▶ Problem requirements:
Please copy every line below that contains the string "which".

▶ Data provided:
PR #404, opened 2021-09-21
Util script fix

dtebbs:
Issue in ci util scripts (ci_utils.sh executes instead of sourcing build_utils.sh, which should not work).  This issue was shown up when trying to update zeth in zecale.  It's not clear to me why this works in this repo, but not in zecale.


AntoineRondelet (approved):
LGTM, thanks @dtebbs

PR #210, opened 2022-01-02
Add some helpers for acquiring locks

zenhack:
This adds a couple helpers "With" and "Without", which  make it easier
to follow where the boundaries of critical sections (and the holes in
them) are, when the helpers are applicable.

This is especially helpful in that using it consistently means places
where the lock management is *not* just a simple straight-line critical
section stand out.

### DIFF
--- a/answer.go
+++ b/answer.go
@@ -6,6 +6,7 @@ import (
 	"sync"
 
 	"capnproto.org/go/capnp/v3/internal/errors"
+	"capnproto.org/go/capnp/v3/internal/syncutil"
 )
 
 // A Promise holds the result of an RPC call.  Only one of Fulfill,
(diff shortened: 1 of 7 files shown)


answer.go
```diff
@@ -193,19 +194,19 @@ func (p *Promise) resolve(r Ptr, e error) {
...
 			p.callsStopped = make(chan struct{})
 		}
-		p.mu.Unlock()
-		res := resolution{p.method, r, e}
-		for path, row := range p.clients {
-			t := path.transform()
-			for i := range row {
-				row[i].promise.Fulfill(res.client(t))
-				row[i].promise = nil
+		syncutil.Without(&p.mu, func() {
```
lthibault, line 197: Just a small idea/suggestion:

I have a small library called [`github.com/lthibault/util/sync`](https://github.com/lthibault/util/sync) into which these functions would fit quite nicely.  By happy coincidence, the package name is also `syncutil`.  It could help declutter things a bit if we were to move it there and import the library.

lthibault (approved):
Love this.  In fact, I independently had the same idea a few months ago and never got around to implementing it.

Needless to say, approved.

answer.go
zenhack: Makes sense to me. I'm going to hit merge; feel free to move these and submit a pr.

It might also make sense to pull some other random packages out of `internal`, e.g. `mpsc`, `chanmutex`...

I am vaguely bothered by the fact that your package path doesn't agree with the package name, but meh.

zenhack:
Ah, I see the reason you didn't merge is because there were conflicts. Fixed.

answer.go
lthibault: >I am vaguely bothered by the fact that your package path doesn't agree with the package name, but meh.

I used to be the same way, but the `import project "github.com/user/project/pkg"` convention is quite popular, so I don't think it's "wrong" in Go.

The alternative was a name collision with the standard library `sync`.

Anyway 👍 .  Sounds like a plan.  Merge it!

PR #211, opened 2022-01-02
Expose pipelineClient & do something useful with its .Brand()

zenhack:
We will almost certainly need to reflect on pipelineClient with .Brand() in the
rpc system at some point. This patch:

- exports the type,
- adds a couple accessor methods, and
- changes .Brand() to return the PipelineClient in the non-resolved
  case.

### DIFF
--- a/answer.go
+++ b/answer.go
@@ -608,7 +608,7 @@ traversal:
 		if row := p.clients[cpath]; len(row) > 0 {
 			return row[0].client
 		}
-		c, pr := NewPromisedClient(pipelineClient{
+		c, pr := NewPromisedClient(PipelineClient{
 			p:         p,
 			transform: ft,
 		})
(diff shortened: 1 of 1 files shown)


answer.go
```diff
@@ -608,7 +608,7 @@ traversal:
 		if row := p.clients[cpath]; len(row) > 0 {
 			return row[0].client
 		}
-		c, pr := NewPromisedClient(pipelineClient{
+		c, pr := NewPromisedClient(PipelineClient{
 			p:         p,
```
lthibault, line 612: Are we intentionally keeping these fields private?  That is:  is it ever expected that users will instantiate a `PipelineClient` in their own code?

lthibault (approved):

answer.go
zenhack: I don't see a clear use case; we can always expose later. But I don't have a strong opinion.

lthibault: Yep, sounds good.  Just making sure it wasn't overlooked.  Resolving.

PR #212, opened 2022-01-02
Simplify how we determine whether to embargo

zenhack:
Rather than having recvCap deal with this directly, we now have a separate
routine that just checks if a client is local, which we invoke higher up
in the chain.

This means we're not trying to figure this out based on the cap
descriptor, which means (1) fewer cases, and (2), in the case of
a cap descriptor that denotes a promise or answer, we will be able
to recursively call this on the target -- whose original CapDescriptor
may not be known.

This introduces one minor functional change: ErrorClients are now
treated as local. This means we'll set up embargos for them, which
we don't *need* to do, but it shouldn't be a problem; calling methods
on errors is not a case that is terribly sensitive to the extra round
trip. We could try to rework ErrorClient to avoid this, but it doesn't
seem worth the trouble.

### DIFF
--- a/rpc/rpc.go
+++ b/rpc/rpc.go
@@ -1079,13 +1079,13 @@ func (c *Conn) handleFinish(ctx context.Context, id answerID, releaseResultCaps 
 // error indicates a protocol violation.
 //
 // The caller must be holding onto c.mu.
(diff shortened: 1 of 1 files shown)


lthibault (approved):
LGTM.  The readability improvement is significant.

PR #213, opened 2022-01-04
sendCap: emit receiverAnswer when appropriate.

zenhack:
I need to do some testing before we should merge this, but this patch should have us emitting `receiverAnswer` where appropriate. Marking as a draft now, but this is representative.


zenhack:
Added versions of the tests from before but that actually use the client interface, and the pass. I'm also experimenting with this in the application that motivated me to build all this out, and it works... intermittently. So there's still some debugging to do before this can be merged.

▶ Exercise response:
Issue in ci util scripts (ci_utils.sh executes instead of sourcing build_utils.sh, which should not work).  This issue was shown up when trying to update zeth in zecale.  It's not clear to me why this works in this repo, but not in zecale.
This adds a couple helpers "With" and "Without", which  make it easier
I have a small library called [`github.com/lthibault/util/sync`](https://github.com/lthibault/util/sync) into which these functions would fit quite nicely.  By happy coincidence, the package name is also `syncutil`.  It could help declutter things a bit if we were to move it there and import the library.
routine that just checks if a client is local, which we invoke higher up
descriptor, which means (1) fewer cases, and (2), in the case of
treated as local. This means we'll set up embargos for them, which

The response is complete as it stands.